“Why do all you men of the Cornish school paint alike?”
(They were all painters who had studied in France and learned their trade.)
“We use the same model,” answered Forbes.
“Ah, that’s it! Who is she?”
“Nature.”
Seeing this colony form in St. Ives made me study out how such things happen. The artist finds a place that is beautiful, undiscovered, and suits his pocketbook. He goes there for two years. The third year other artists follow him; the fourth year come the retired British admirals and “vamps”; the fifth year the artist leaves; the sixth come the wealthy people who spend a lot of money on it, making it as ugly and dear as possible, but soon tire and go away. Then the artist comes back again and begins all over, picking the bones of what the Money Bags had killed.

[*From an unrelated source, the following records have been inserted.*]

PR #819, opened 2022-01-03
Add digital twin demo

housengw:
Add a digital twin demo where two federates, one running locally and the other running on the cloud, are federated through an RTI running on the cloud. 

- [x] add bash script to simplify demo
- [x] allow user to override hostname, port and username of rti as a flag to `lfc`
- [x] specify RTI ip in runtime instead of compile time #842 

I'll add changes to specify RTI ip in runtime instead of compile time in another pull request since this PR is getting a bit large.


example/Python/src/DigitalTwin/KeyFob/KeyFobDemo.lf
```diff
@@ -0,0 +1,113 @@
+target Python {
```
Soroosh129, line 1: A short description here at the top would be helpful I think with a pointer to the README file.

example/Python/src/DigitalTwin/KeyFob/KeyFobDemo.lf
```diff
@@ -0,0 +1,113 @@
...
+    docker: true
+};
+
+preamble {=
+    import curses
+    import threading
+=}
+
+reactor KeyFob {
```
Soroosh129, line 10: Comment missing for this reactor.

example/Python/src/DigitalTwin/KeyFob/README.md
```diff
@@ -0,0 +1,86 @@
...
+
+Make sure you have a Google Cloud Platform (GCP) account and a project set up. 
+
+To set up an account, see here:
+https://console.cloud.google.com
+
+To set up a GCP project, see here:
+https://cloud.google.com/resource-manager/docs/creating-managing-projects
+
+We will be working with the Google Cloud SDK. Mac users can download it using brew.
```
Soroosh129, line 15:
```suggestion
We will be working with the Google Cloud SDK. For installation instructions, see here:
https://cloud.google.com/sdk/docs/quickstart#installing_the_latest_version

Mac users can download the SDK using brew:
```

example/Python/src/DigitalTwin/KeyFob/README.md
```diff
@@ -0,0 +1,86 @@
...
+### Clean up
+
+Run the clean up script:
+```bash
+user$ ./cleanup.sh
+```
+
+### Conclusion
+
+Congrats! You just federated a LF program using an RTI hosted on the cloud.
```
Soroosh129, line 86:
```suggestion
Congrats! You just executed a federated LF program using an RTI hosted on the cloud.
```

org.lflang.lfc/src/org/lflang/lfc/Main.java
```diff
@@ -111,7 +111,10 @@
         THREADS("t", "threads", true, false, "Specify the default number of threads.", true),
         OUTPUT_PATH("o", "output-path", true, false, "Specify the root output directory.", false),
         RUNTIME_VERSION(null, "runtime-version", true, false, "Specify the version of the runtime library used for compiling LF programs.", true),
-        EXTERNAL_RUNTIME_PATH(null, "external-runtime-path", true, false, "Specify an external runtime library to be used by the compiled binary.", true);
+        EXTERNAL_RUNTIME_PATH(null, "external-runtime-path", true, false, "Specify an external runtime library to be used by the compiled binary.", true),
+        RTI_HOST(null, "host", true, false, "Specify the hostname or IP address of the RTI.", true),
```
Soroosh129, line 115: I think using a single argument called `--rti` is more descriptive than having separate `host`, `port`, and `user` arguments without a context of what they are for.

org.lflang/src/org/lflang/generator/GeneratorBase.xtend
```diff
@@ -1564,29 +1565,37 @@ abstract class GeneratorBase extends AbstractLFValidator implements TargetTypes
             if (mainReactor.host !== null) {
```
Soroosh129, line 1565: Does this if statement interfere with the intended object of the added code? It seems like if no `at` clause is present on the main/federated reactor, the following code will not execute.

Soroosh129 (changes requested):
This demo looks great. Thanks for taking on this project. It is an impressive feat!

I have a few comments:
- I think since @edwardalee had requested a few action items, it would be great if he could also review this PR before merging in
- Using `--rti user@host:port` instead of `--host`, `--user`, and `--port` might be more descriptive
- Would you please add tests for these new cli arguments to [here](https://github.com/lf-lang/lingua-franca/blob/master/.github/scripts/test-lfc.sh).

housengw:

The home of Leslie Stephen, in St. Ives, was the gathering place for all sorts of interesting persons. He married Thackeray’s daughter, knew many notables, and was the biographer of most of them. He entertained such men as E. W. Gosse, the critic and brother-in-law of Alma Tadema, the famous painter of finished Greek subjects. It always seemed to me so extraordinary to see one of his Greek slaves with manicured toenails, leaning up against a marble column upon which you could see the polish, with a truly Bostonian expression on her face!
Curious to say, I met Lowell here, and, although he immediately called me “Edward” and spoke of my mother as “Mary,” I did not remember him at Concord, and was ignorant enough not to know much about his work. One day Stephen remarked that music, like eating, should be done in the bathroom. It always sounded to him like an infernal din. He was the ultra-literary type, who wished to be rid of all things physical; he even envied Harriet Martineau, who had no sense of taste. Lowell said:
“Edward, this foolish friend of mine really has some excellent Scotch whisky. Come away with me. If you listen to him you will surely be contaminated.”
Mental corruption for a young man was much worse in his opinion than teaching him to drink Scotch whisky.